REVOLVER trees can be plot by S3 functions of class rev_phylo, when applied to an object of class rev_phylo (something that is built from the revolver_phylogeny constructor function. The plotting function plot.rev_phylo implements 3 different types of plots:

(default) plot a full tree, with all its nodes nodes coloured by driver status, and driver ids annotated in the plot;
(icon = TRUE) plots the tree in compact form, omitting the clones that do not harbour any driver;
(information_transfer = TRUE) plots the Information Transfer for a tree, which is just the graph of edges transferred by the Transfer Learning fit.

The deafult plotting behaviour is called when no extra parameter is used

# We plot the top-rank tree for the first 2 patients
plot_1 = plot(Phylo(cohort, 'CRUK0001', rank = 1))
plot_2 = plot(Phylo(cohort, 'CRUK0002', rank = 1))

ggarrange(
  plot_1,
  plot_2,
  nrow = 1, 
  ncol = 2)

The icon version of this tree is very similar, but omits nodes that do not harbour a driver event. This visualization is convenient when one needs to plot several plots.

# We take the 5 top-ranking trees for CRUK0001
strip = lapply(1:5, Phylo, x = cohort, p =  'CRUK0001')

# Then we plot and arrange as a 1x5 matrix
ggarrange(
  plotlist = lapply(strip, plot, icon = TRUE), 
  nrow = 1, 
  ncol = 5)

The Information Transfer plot, where driver events are coloured with the same principle used to plot the tree, is obtained using information_transfer = TRUE as a parameter of the S3 plot function. Notice that since the transfer before and after the fit likely differ: we can check this by comparing theirs plots with these fuctions.

# Inspect what is the best solution, and obtain its rank
rank = cohort$fit$fit_table %>%
  filter(patientID == 'CRUK0001') %>%
  pull(Solution)  

# Extract the trees (before and after the fits)
before_fit = Phylo(cohort, 'CRUK0001', rank = rank, data = 'trees')
after_fit = Phylo(cohort, 'CRUK0001', rank = 1, data = 'fits')

# Plot and assemble a figure
ggarrange(
  plot(before_fit, information_transfer = TRUE),
  plot(after_fit, information_transfer = TRUE),
  nrow = 1, 
  ncol = 2)

Complex layouts can be trivially assembled via ggpubr, as before. For instance this code visualizes side-by-side a full tree, and its information transfer for all the cohort.

# 
# This code is not run.
# 

# Function to carry out the task
myFun = function(patient)
{
    # Get the tree
  tree = Phylo(cohort, p = patient, rank = 1)

  ggpubr::ggarrange(
    plot(tree),
    plot(tree, information_transfer = TRUE),
    ncol = 2,
    nrow = 1
  )
}

# Output PDF 
pdf("Cohort_trees.pdf", width = 10, height = 6)
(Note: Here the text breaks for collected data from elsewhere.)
PR #608, opened 2023-06-29
Allow running create release from github UI

dims:
We have a lot of tags with no corresponding release. So trying to figure out how to get them back.


dims:
Doing GH action surgery/diagnosis, so merging by hand

PR #612, opened 2023-07-17
add Dynamic Backend Mode support

nnmin-aws:
Authenticator will dynamically load backend mode and update mapper.
 
Fixes #

### DIFF
--- a/pkg/server/server.go
+++ b/pkg/server/server.go
@@ -270,6 +270,11 @@ func BuildMapperChain(cfg config.Config, modes []string) (BackendMapper, error) 
 		if err := m.Start(backendMapper.mapperStopCh); err != nil {
 			logrus.Fatalf("start mapper %q failed", m.Name())
 		}
+		if backendMapper.currentModes != "" {
+			backendMapper.currentModes = backendMapper.currentModes + " " + m.Name()
+		} else {
+			backendMapper.currentModes = m.Name()
+		}
 	}
 	return backendMapper, nil
 }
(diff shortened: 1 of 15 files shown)


pkg/server/server.go
```diff
@@ -80,18 +84,11 @@ func New(cfg config.Config, stopCh <-chan struct{}) *Server {
 		Config: cfg,
 	}
 
-	mappers, err := BuildMapperChain(cfg)
+	backendMapper, err := BuildMapperChain(cfg, cfg.BackendMode)
```
wongma7, line 87: I think if DynamicBackendModePath is set then server startup should block until the server loads backend modes from the file for the first time instead of using cfg.BackendMode

Right now there is a brief period in which the server uses cfg.BackendMode until it loads backend modes from DynamicBackendModePath. I would prefer if I set cfg.DynamicBackendModePath that the server use cfg.DynamicBackendModePath exclusively, and ignore cfg.BackendMode, to avoid any potential race/misconfiguration.

For example let's say I leave BackendMode = MountedFile and assume that the server uses DynamicBackendModePath=DynamicFile instead. But if somebody accidentally deletes DynamicBackendModePath then the next time the server starts it will use BackendMode=MountedFile when that is not my intention.

nnmin-aws: Thank you for the comments! It is designed this way by the moment. cfg provides the default backend mode, and the dynamic file might not be available during startup.

pkg/server/server.go
```diff
@@ -457,3 +484,32 @@ func (h *handler) renderTemplate(template string, identity *token.Identity) (str
...
+
+func (h *handler) CallBackForFileLoad(dynamicContent []byte) error {
+	var backendModes BackendModeConfig
+	logrus.Infof("BackendMode dynamic file got changed to %s", string(dynamicContent))
+	err := json.Unmarshal(dynamicContent, &backendModes)
+	if err != nil {
+		logrus.Infof("CallBackForFileLoad: could not unmarshal dynamic file.")
+		return err
+	}
+	if h.backendMapper.currentModes != backendModes.BackendMode {
```
wongma7, line 496: this seems too sensitive to typos/whitespace in the config, what if it's "MountedFile DynamicFile" vs "MountedFile  DynamicFile"? since the file is json, what about json array? Or comma-separated string to be consistent with cfg.BackendMode

pkg/server/server.go
wongma7: ok thx. Please add this to the comment for `DynamicBackendModePath`. 

The other edge case is if DynamicBackendModePath gets deleted then the server just keeps using the last DynamicBackendModePath it read until it restarts since CallBackForFileDeletion is not implemented. Should it fallback to cfg.BackendMode?

nnmin-aws: this is a good point. updated to fallback to cfg.BackendMode

pkg/server/server.go
nnmin-aws: thank you for the comments! if there is typo in the dynamic backend json file, user can modify it quickly? I will add it in the release note for the format. does it sound good to you?

PR #618, opened 2023-08-04
Avoid parsing known empty inputs

dims:
We are seeing instances of the configmap in the wild with variations like below:

```
apiVersion: v1
data:
mapAccounts: |
    ''
mapUsers: |
    ""
```

We should tolerate these as the user literally means, there's no data they need in there.

Fixes #

### DIFF
--- a/pkg/mapper/configmap/configmap.go
+++ b/pkg/mapper/configmap/configmap.go
@@ -5,6 +5,7 @@ import (
 	"encoding/json"
 	"errors"
 	"fmt"
+	"strings"
 	"sync"
 	"time"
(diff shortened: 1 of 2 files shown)


ivelichkovich:
We should backport this into v0.5.X

divyasri537:
The issue we encountered from HSBC aws-auth configmap looked like below. Can we cover this case? 
data:
 mapAccounts: |
        ''
    mapUsers: |
        ''
 The webhook does already allow request this way.
 data:
    mapAccounts: ""
    mapUsers: ""

PR #619, opened 2023-08-04
Avoid parsing known empty inputs

DanielCKennedy:
Cherry-pick of https://github.com/kubernetes-sigs/aws-iam-authenticator/pull/618/ to add to 0.5 release

We are seeing instances of the configmap in the wild with variations like below:

```
apiVersion: v1
data:
mapAccounts: |
    ''
mapUsers: |
    ""
```
We should tolerate these as the user literally means, there's no data they need in there.

Fixes #

### DIFF
--- a/pkg/mapper/configmap/configmap.go
+++ b/pkg/mapper/configmap/configmap.go
@@ -3,7 +3,6 @@ package configmap
 import (
 	"context"
 	"errors"
-	"strings"
 	"sync"
 
 	"fmt"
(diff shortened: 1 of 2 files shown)


pkg/mapper/configmap/configmap.go
```diff
@@ -146,6 +152,11 @@ func ParseMap(m map[string]string) (userMappings []config.UserMapping, roleMappi
 	return userMappings, roleMappings, awsAccounts, err
 }
 
+func isSkippable(data string) bool {
+	trimmed := strings.TrimSpace(data)
+	return trimmed == "" || trimmed == "``" || trimmed == "\"\""
```
nckturner, line 157: What about single quotes?  Your example has one with single quotes in the PR description.

PR #629, opened 2023-09-15
Switch to new community owned account

dims:
related to https://github.com/kubernetes/k8s.io/issues/5194


dims:
got a green run https://prow.k8s.io/view/gs/kubernetes-jenkins/pr-logs/pull/kubernetes-sigs_aws-iam-authenticator/629/pull-aws-iam-authenticator-integration/1702786074834636800

PR #630, opened 2023-09-18
return 429 for STS throttling

nnmin-aws:
currently authenticator only returns 401 and it is hard to know if the request is really unauthorized or it is due to aws sts throttle.
This PR will create a new metric in authenticator to record the STS throttling count. 
This PR will return 429 to api-server when authenticator got STS throttling from AWS STS service

Fixes #

### DIFF
--- a/pkg/token/token.go
+++ b/pkg/token/token.go
@@ -139,6 +139,20 @@ func NewSTSError(m string) STSError {
 	return STSError{message: m}
 }
 
+// STSThrottling is returned when there was STS Throttling.
+type STSThrottling struct {
+	message string
+}
+
+func (e STSThrottling) Error() string {
+	return "sts getCallerIdentity was throttled: " + e.message
+}
+
+// NewSTSError creates a error of type STS.
+func NewSTSThrottling(m string) STSThrottling {
+	return STSThrottling{message: m}
+}
+
 var parameterWhitelist = map[string]bool{
 	"action":               true,
 	"version":              true,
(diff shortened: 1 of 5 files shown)


pkg/token/token.go
```diff
@@ -139,6 +139,14 @@ func NewSTSError(m string) STSError {
 	return STSError{message: m}
 }
 
+// STSThrottling is returned when there was STS Throttling.
+type STSThrottling struct {
+}
+
+func (e STSThrottling) Error() string {
+	return "STSThrottling"
```
nckturner, line 147:
```suggestion
	return "sts getCallerIdentity was throttled: " + e.message
```

pkg/token/token.go
```diff
@@ -570,7 +578,11 @@ func (v tokenVerifier) Verify(token string) (*Identity, error) {
 
 	metrics.Get().StsResponses.WithLabelValues(fmt.Sprint(response.StatusCode)).Inc()
 	if response.StatusCode != 200 {
-		return nil, NewSTSError(fmt.Sprintf("error from AWS (expected 200, got %d). Body: %s", response.StatusCode, string(responseBody[:])))
+		responseStr := string(responseBody[:])
+		if strings.Contains(responseStr, "Throttling") {
```
nckturner, line 582: I assume you are referencing https://docs.aws.amazon.com/STS/latest/APIReference/CommonErrors.html, can you add a link to that in a comment?

mmerkes:
Can you add more context to the PR description? Would be good for people to understand why we're making this change.

mmerkes:
What testing have you done?

pkg/token/token.go
mmerkes: Are `getCallerIdentity` the only calls that will go down this path?

pkg/token/token.go
```diff
@@ -570,7 +578,11 @@ func (v tokenVerifier) Verify(token string) (*Identity, error) {
...
+			return nil, STSThrottling{}
```
mmerkes, line 583: Should we need to add a message here for this?

nckturner: Yes, I think we need to pass through the error here.

pkg/token/token.go
nnmin-aws: yes, it is

pkg/token/token.go
nnmin-aws: that's a good point. thank you! I will add a link to it in comment

nnmin-aws:
> What testing have you done?

The unit test has been included in the PR, server_test.go and token_test.go

pkg/token/token.go
nnmin-aws: thank you! updated

pkg/token/token.go
```diff
@@ -139,6 +139,20 @@ func NewSTSError(m string) STSError {
 	return STSError{message: m}
 }
 
+// STSThrottling is returned when there was STS Throttling.
+type STSThrottling struct {
+	message string
+}
+
+func (e STSThrottling) Error() string {
+	return "sts getCallerIdentity was throttled:" + e.message
```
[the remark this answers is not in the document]
nnmin-aws: updated. thank you

mmerkes (approved):
LGTM

nnmin-aws:
retest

# Loop through all patients and generate the plot 
plots = lapply(cohort$patients, myFun)

# Print to PDF
lapply(plots, print)

# Close device
dev.off()

If one seeks to visualize the score available for the trees of a patient, there is a function that plots a barplot which shows at the same time the tree scores and the combinations of Information Transfer for a patient.

plot_trees_scores(cohort, 'CRUK0001')

As for data, there is a wrap-up function plot_trees that generates all of the above plots at once. This function is like the myFun function defined above, but it also includes the strip plot and the barplot with the scores.